§ **YOUR GOAL**
Only the lines from the top of the following listing through the line with "-689,6 +689,9 @@" belong in your answer, exactly as written.

§ **ENTRIES PROVIDED**

┄┄┄┄┄┄┄┄┄┄

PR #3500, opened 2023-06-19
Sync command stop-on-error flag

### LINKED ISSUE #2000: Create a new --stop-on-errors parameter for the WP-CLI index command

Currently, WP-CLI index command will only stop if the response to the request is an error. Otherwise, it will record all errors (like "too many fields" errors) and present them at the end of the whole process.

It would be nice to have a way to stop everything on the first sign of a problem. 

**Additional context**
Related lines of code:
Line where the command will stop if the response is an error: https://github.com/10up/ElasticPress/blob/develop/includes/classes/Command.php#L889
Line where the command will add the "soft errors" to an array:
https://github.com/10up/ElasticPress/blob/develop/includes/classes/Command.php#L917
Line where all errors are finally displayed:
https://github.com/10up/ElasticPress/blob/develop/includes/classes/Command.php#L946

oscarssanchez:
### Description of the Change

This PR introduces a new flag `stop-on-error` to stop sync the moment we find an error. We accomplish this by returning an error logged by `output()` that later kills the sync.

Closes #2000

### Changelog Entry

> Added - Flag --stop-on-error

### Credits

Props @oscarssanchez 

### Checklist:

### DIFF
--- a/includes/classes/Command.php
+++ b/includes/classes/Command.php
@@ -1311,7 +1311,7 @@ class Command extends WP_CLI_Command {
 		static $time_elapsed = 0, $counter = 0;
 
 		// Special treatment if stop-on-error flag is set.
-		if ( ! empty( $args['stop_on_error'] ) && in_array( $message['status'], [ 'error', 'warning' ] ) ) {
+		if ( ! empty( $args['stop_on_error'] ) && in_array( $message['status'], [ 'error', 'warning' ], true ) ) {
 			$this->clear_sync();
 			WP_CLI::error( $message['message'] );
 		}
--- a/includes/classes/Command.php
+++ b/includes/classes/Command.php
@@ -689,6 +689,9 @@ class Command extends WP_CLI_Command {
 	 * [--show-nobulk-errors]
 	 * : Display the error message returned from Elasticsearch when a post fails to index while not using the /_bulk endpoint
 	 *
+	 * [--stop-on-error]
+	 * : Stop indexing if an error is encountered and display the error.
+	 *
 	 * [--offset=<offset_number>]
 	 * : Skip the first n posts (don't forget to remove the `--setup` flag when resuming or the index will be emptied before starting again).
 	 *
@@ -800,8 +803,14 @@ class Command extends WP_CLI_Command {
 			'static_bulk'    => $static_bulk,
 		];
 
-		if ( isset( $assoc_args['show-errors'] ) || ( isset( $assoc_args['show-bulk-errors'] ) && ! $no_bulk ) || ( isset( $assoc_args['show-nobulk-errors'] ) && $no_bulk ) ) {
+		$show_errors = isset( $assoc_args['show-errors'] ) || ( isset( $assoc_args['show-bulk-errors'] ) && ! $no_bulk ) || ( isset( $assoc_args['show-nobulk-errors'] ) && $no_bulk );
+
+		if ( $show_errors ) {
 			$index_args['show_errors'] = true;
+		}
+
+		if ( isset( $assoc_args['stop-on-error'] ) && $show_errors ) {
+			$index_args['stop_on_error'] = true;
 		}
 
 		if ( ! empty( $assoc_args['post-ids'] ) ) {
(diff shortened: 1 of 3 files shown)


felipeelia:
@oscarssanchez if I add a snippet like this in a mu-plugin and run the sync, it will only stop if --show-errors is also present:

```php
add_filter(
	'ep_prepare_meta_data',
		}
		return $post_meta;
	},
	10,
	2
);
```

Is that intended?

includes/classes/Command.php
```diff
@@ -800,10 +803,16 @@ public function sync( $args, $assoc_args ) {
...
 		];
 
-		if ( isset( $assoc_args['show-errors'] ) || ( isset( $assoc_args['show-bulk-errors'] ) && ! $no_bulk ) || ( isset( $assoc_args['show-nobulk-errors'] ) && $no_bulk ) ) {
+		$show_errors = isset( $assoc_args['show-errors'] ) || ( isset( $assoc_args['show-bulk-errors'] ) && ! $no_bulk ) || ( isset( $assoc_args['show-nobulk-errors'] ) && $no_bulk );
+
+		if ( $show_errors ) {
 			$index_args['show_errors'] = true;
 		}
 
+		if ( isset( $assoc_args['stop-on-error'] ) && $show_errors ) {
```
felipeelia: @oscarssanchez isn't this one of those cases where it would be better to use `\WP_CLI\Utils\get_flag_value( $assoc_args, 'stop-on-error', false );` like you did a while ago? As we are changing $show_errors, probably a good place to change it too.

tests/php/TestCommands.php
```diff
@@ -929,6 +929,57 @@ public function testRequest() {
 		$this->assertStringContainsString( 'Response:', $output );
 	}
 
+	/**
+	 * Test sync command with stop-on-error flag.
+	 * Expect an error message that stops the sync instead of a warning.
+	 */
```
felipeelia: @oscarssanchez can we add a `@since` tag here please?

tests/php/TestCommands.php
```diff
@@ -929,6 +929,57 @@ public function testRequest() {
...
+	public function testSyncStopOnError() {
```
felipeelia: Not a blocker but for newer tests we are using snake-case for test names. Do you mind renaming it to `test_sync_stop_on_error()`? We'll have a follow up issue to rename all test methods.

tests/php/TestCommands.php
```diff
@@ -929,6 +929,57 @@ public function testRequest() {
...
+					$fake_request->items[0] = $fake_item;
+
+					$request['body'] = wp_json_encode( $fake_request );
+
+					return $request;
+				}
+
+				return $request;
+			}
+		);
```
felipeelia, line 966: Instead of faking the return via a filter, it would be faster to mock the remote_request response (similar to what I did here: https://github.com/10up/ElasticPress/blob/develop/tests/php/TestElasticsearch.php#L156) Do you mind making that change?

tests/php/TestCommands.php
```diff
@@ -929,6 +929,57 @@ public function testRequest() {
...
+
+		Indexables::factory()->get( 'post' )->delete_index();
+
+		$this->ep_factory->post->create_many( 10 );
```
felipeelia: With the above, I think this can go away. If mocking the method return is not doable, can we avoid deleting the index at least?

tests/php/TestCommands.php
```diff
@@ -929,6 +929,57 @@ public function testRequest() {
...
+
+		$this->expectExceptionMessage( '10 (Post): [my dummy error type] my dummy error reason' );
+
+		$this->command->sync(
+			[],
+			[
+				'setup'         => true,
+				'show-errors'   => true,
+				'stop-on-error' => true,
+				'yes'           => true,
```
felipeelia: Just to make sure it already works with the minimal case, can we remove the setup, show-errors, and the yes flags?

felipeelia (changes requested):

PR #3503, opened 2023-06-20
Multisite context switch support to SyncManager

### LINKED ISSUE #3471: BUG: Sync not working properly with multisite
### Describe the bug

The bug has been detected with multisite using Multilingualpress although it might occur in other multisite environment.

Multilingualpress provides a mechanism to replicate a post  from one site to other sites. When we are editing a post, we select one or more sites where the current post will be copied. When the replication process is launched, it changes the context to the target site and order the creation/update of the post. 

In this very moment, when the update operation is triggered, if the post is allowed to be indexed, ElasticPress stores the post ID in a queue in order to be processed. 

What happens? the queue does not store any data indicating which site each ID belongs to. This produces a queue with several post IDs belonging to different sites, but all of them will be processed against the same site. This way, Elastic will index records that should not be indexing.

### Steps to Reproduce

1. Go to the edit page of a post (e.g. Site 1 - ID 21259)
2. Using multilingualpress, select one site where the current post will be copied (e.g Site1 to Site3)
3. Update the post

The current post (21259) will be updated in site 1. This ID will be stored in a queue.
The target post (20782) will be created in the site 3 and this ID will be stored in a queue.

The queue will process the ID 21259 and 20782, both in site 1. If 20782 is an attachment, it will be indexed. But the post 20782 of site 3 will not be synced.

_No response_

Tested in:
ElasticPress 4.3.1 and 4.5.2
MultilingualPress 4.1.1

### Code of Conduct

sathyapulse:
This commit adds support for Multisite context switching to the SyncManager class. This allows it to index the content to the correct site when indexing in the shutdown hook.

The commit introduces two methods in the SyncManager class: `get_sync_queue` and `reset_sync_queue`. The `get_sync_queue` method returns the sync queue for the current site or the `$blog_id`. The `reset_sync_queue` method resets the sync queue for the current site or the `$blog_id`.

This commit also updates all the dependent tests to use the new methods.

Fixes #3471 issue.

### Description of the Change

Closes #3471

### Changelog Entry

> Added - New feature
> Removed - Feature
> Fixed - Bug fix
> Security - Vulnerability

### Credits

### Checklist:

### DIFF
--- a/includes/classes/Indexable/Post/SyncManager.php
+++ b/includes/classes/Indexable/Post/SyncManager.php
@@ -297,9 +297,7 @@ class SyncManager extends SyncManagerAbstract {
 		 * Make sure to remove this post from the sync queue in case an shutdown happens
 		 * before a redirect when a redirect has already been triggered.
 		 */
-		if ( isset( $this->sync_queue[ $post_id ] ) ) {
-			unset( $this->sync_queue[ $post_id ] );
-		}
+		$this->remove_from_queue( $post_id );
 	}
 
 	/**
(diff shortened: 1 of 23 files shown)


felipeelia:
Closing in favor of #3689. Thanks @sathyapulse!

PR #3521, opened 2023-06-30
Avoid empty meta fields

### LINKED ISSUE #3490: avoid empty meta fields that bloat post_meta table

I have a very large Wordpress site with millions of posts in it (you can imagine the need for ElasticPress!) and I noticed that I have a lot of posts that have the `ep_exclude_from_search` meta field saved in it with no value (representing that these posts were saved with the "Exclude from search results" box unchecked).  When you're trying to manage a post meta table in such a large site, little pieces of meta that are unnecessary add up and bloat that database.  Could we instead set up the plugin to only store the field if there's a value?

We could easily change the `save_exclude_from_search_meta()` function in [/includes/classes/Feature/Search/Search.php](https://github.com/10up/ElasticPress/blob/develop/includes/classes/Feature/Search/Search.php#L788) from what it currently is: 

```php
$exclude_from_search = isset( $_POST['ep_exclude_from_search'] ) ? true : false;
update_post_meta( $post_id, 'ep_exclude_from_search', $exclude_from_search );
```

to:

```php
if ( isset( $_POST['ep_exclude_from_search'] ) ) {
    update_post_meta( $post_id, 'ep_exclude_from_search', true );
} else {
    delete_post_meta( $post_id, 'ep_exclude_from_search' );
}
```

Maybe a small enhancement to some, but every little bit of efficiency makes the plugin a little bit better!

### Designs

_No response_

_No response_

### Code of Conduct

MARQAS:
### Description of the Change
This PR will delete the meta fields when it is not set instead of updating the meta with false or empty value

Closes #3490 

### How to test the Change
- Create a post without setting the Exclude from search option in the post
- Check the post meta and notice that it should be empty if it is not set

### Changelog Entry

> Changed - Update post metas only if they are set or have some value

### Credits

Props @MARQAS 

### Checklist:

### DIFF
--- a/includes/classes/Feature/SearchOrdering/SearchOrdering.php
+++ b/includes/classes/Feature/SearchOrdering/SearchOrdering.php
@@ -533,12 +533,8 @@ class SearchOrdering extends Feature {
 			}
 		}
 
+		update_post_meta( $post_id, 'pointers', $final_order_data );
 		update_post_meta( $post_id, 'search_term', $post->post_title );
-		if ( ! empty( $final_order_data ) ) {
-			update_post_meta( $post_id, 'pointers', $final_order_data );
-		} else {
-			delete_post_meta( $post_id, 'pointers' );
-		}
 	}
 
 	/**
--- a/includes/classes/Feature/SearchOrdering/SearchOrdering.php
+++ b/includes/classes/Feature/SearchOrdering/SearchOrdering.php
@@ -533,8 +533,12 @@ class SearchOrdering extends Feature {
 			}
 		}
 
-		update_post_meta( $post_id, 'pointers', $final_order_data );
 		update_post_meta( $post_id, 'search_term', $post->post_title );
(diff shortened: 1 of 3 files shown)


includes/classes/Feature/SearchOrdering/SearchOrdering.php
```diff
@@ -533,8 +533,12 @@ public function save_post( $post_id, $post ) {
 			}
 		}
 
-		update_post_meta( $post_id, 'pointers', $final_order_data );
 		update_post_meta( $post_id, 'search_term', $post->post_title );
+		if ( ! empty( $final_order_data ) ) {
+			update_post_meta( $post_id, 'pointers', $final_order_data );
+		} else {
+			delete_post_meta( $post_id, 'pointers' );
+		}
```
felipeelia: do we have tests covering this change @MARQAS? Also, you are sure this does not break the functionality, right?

┄┄┄┄┄┄┄┄┄┄

§ **RESPONSE**
PR #3500, opened 2023-06-19
Sync command stop-on-error flag

### LINKED ISSUE #2000: Create a new --stop-on-errors parameter for the WP-CLI index command

Currently, WP-CLI index command will only stop if the response to the request is an error. Otherwise, it will record all errors (like "too many fields" errors) and present them at the end of the whole process.

It would be nice to have a way to stop everything on the first sign of a problem. 

**Additional context**
Related lines of code:
Line where the command will stop if the response is an error: https://github.com/10up/ElasticPress/blob/develop/includes/classes/Command.php#L889
Line where the command will add the "soft errors" to an array:
https://github.com/10up/ElasticPress/blob/develop/includes/classes/Command.php#L917
Line where all errors are finally displayed:
https://github.com/10up/ElasticPress/blob/develop/includes/classes/Command.php#L946

oscarssanchez:
### Description of the Change

This PR introduces a new flag `stop-on-error` to stop sync the moment we find an error. We accomplish this by returning an error logged by `output()` that later kills the sync.

Closes #2000

### Changelog Entry

> Added - Flag --stop-on-error

### Credits

Props @oscarssanchez 

### Checklist:

### DIFF
--- a/includes/classes/Command.php
+++ b/includes/classes/Command.php
@@ -1311,7 +1311,7 @@ class Command extends WP_CLI_Command {
 		static $time_elapsed = 0, $counter = 0;
 
 		// Special treatment if stop-on-error flag is set.
-		if ( ! empty( $args['stop_on_error'] ) && in_array( $message['status'], [ 'error', 'warning' ] ) ) {
+		if ( ! empty( $args['stop_on_error'] ) && in_array( $message['status'], [ 'error', 'warning' ], true ) ) {
 			$this->clear_sync();
 			WP_CLI::error( $message['message'] );
 		}
--- a/includes/classes/Command.php
+++ b/includes/classes/Command.php
@@ -689,6 +689,9 @@ class Command extends WP_CLI_Command {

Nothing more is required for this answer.